Please state how many lines in the records below contain the word "using", giving only the number.

### Provided data

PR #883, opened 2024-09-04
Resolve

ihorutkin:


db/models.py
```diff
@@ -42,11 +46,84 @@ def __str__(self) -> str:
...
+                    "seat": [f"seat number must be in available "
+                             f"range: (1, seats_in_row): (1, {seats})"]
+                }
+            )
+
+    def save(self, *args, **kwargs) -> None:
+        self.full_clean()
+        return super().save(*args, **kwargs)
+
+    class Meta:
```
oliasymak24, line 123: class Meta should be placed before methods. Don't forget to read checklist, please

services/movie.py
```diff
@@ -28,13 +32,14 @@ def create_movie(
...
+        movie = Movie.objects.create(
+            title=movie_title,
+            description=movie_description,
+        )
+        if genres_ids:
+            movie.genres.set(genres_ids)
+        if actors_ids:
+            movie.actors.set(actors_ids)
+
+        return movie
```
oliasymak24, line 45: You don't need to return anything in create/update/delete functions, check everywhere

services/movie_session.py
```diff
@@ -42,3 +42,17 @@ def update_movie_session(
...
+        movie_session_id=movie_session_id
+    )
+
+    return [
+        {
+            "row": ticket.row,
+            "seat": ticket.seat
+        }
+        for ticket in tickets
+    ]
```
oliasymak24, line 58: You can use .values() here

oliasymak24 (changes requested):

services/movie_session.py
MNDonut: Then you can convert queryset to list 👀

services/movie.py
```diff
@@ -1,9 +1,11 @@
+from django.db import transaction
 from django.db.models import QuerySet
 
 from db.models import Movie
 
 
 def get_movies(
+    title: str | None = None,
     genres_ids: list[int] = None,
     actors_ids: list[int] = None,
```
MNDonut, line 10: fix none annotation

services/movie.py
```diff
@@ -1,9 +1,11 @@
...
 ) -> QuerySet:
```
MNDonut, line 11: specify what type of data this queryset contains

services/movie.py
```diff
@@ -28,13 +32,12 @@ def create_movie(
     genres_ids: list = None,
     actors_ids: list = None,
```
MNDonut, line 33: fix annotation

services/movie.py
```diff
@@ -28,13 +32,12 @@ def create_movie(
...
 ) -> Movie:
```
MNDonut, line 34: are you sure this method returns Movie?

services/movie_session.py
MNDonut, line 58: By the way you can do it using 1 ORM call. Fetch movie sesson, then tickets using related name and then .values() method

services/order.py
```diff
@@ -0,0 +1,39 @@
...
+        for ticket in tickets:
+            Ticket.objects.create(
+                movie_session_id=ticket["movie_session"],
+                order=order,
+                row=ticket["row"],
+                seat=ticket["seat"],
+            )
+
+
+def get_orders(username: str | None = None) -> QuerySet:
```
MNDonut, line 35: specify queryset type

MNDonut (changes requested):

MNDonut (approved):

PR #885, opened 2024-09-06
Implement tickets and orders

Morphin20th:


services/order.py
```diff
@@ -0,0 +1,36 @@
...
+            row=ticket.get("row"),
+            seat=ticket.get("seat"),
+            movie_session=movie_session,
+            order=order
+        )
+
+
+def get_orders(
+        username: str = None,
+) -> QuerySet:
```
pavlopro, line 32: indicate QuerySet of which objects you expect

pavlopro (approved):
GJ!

######
### Provided data

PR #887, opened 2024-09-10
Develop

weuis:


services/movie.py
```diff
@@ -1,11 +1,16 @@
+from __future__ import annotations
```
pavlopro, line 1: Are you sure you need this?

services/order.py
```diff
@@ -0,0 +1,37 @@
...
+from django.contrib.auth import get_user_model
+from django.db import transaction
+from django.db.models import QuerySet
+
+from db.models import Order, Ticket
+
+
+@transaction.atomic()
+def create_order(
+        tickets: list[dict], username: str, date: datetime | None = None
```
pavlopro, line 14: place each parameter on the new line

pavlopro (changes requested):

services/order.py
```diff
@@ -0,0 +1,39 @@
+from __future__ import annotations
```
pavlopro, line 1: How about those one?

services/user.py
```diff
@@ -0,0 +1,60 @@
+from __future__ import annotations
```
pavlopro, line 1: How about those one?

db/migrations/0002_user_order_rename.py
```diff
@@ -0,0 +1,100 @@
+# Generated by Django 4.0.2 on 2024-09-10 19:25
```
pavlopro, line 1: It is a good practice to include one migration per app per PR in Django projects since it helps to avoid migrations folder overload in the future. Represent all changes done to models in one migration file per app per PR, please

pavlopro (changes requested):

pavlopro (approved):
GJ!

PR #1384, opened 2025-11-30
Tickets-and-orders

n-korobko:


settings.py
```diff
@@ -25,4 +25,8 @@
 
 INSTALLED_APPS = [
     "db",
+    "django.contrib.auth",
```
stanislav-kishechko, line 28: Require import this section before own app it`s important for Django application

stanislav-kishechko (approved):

######
### Provided data

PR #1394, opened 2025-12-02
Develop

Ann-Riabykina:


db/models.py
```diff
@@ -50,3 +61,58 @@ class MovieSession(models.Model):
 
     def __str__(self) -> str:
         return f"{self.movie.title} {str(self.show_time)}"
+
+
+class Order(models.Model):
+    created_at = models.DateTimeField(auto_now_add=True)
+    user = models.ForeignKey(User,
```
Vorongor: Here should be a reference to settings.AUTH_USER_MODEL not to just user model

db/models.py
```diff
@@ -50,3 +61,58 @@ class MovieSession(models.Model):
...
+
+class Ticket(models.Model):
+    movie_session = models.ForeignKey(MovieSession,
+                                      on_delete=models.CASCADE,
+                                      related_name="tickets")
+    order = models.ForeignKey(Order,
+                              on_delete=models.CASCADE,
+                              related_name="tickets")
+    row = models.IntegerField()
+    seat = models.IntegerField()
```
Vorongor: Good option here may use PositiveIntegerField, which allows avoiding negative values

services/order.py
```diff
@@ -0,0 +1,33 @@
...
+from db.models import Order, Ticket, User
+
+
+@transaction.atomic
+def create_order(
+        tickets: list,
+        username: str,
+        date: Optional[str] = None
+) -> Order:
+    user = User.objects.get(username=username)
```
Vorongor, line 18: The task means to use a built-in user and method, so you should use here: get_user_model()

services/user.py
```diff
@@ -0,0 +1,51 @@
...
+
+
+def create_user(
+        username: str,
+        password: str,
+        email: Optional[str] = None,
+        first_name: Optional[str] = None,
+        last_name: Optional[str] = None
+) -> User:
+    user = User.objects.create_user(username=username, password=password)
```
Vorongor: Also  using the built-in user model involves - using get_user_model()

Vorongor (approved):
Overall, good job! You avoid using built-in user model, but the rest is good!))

######

» **Answer to this problem**
3